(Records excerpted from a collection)

PR #159, opened 2021-01-29
Run tests on gcc-9 and gcc-10

tuliom:
We've just seen an issue happening on gcc-11.
This is a good change to start testing on different GCC versions.
Unfortunately, gcc-11 is not yet available on Ubuntu [1].

[1] https://launchpad.net/ubuntu/+source/gcc-11

Signed-off-by: Tulio Magno Quites Machado Filho <tuliom@linux.ibm.com>

### DIFF
--- a/.travis.yml
+++ b/.travis.yml
@@ -3,31 +3,105 @@ language: c
 
 matrix:
   include:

_Your objective_
For the records above, state how many lines contain "tuliom", and nothing more.

_Written solution_
2